_What you need to do_
Would you tally how many lines in the records include the word "using"? Reply with the number only.

Data section START

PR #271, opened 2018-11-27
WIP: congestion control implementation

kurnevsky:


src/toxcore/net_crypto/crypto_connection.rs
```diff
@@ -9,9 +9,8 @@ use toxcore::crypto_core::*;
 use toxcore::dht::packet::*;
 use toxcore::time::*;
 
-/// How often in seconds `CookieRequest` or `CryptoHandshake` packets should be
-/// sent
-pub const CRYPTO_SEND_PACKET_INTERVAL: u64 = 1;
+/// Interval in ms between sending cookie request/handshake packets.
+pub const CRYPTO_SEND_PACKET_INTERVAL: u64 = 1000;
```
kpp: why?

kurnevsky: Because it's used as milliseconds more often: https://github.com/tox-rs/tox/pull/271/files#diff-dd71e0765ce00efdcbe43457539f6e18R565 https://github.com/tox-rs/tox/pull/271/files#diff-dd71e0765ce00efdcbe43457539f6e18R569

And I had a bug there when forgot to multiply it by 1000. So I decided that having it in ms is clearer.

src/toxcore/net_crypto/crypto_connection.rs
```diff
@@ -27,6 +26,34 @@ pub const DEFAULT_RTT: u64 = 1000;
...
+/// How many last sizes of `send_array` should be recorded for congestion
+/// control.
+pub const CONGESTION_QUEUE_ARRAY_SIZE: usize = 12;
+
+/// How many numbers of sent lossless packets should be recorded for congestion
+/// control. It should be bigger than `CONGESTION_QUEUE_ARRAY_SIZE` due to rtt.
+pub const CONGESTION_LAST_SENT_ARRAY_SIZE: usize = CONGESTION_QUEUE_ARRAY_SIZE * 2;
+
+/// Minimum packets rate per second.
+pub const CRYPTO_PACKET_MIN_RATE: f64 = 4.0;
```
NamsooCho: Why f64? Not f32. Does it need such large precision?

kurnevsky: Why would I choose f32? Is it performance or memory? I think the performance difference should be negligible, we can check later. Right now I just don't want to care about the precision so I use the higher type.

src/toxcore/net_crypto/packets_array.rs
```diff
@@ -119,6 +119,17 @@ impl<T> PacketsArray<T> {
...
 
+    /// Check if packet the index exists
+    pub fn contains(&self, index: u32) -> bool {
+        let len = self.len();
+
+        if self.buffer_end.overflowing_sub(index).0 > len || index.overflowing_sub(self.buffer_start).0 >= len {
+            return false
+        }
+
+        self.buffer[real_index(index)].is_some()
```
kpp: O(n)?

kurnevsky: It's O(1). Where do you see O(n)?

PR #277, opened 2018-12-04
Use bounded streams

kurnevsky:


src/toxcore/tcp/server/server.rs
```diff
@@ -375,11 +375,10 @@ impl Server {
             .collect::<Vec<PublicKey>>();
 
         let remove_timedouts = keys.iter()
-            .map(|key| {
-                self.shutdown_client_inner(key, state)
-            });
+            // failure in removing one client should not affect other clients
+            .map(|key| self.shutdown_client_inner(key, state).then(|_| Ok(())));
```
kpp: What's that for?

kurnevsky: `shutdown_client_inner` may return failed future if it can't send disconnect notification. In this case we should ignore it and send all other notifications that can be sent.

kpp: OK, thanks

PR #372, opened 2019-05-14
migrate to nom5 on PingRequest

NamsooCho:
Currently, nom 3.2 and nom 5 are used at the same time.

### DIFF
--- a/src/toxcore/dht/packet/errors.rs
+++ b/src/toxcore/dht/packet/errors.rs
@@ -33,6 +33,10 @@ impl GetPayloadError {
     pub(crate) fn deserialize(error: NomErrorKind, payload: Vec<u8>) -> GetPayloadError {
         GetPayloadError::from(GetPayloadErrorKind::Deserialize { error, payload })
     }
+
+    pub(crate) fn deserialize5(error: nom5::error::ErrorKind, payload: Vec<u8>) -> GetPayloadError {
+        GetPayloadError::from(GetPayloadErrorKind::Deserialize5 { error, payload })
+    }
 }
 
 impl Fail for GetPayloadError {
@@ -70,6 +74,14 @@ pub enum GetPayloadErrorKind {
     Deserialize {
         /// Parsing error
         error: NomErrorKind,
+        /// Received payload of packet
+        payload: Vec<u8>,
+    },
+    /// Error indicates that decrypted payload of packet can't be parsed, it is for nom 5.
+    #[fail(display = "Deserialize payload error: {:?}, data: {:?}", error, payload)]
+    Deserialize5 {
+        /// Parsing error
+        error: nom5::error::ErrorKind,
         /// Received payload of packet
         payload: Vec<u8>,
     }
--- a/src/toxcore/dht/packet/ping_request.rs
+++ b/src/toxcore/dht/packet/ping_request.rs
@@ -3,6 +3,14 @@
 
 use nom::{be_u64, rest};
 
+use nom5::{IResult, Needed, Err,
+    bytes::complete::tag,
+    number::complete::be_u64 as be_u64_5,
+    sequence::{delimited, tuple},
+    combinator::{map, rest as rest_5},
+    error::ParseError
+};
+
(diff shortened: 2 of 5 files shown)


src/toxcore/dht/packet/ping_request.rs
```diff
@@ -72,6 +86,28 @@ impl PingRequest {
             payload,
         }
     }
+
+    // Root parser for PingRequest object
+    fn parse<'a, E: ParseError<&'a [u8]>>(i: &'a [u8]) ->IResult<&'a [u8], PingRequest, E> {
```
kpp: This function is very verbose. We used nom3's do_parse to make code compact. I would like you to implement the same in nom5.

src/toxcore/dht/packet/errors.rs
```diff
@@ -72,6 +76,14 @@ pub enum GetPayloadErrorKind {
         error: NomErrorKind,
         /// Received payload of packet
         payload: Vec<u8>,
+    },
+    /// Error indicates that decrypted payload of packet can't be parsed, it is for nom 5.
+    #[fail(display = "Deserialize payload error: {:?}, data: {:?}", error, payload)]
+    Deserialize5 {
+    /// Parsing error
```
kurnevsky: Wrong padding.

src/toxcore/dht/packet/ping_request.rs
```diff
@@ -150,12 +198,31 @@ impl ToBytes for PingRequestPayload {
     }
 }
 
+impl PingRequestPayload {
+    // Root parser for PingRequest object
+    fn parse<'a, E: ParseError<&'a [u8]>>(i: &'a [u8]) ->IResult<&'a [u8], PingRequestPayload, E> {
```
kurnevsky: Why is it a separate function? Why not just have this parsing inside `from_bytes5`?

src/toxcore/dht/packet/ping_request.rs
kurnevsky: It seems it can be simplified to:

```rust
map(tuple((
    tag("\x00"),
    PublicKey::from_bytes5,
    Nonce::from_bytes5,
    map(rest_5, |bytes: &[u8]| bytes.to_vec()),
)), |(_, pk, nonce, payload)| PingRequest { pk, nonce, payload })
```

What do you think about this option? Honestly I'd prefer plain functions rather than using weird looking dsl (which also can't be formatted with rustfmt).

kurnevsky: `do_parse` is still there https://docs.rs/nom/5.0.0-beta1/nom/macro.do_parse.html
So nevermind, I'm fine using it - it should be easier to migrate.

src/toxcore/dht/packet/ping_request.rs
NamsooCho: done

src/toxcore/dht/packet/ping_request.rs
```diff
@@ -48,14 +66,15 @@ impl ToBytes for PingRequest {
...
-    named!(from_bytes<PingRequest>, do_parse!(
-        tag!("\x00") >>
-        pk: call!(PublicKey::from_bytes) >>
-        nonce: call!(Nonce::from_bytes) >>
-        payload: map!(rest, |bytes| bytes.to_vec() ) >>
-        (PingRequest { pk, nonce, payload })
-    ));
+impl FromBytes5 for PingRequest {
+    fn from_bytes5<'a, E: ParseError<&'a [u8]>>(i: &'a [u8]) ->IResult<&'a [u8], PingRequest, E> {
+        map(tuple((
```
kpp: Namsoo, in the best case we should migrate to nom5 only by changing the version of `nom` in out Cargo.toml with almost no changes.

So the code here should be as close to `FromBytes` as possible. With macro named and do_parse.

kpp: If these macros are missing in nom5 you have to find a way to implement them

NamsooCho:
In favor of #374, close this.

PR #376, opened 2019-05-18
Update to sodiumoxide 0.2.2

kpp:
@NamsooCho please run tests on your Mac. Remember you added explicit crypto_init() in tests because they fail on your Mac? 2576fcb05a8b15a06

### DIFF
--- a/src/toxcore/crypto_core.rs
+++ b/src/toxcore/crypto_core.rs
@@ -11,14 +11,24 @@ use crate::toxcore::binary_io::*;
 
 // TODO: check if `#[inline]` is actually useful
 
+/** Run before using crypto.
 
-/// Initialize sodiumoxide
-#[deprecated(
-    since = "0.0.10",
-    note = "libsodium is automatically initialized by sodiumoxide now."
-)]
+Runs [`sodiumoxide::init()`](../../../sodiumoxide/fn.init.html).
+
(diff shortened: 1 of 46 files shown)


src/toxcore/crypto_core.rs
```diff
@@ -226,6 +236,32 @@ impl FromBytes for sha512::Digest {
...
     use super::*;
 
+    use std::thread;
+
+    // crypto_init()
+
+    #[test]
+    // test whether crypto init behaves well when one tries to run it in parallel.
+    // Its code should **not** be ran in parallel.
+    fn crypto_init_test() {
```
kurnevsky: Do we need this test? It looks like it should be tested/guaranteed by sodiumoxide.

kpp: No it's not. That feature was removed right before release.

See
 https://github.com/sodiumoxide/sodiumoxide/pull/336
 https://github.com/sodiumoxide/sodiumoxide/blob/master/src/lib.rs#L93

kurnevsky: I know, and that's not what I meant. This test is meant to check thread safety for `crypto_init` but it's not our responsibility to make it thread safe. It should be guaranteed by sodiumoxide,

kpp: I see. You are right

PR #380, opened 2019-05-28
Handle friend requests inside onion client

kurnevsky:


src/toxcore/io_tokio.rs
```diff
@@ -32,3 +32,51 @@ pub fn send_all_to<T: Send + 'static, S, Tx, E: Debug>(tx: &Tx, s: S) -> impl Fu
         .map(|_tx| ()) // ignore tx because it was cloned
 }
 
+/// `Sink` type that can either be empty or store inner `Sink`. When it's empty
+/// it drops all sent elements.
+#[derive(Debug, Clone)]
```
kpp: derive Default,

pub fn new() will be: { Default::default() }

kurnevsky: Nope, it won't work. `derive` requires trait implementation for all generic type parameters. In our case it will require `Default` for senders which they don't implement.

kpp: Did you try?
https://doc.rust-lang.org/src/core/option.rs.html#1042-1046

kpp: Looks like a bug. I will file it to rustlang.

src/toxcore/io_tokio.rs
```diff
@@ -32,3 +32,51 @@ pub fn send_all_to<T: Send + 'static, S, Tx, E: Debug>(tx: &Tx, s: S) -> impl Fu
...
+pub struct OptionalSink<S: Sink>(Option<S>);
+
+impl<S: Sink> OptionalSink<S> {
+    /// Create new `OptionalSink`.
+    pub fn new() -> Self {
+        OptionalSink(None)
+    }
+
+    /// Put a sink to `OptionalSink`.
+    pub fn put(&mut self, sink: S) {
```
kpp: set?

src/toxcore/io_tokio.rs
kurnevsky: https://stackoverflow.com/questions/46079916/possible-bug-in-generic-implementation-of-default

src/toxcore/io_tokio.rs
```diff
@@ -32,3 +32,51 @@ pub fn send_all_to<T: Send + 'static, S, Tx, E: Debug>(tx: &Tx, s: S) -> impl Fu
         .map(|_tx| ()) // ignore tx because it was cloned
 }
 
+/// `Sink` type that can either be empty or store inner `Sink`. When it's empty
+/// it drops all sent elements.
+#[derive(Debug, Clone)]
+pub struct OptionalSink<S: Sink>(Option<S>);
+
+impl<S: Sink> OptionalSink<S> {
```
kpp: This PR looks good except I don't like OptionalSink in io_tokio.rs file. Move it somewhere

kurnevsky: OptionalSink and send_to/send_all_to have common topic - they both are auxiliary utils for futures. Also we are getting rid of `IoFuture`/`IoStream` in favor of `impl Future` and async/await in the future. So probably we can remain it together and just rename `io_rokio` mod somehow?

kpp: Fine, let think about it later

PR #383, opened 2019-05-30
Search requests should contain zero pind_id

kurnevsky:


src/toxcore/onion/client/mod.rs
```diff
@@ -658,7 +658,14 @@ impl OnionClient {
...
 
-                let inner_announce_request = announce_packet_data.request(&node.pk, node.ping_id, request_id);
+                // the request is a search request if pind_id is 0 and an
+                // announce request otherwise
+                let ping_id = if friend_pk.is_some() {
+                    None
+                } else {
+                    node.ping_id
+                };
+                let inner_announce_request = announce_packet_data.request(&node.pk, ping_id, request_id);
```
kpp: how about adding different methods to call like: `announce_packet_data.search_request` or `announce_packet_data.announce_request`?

Data section END

_Response area_
3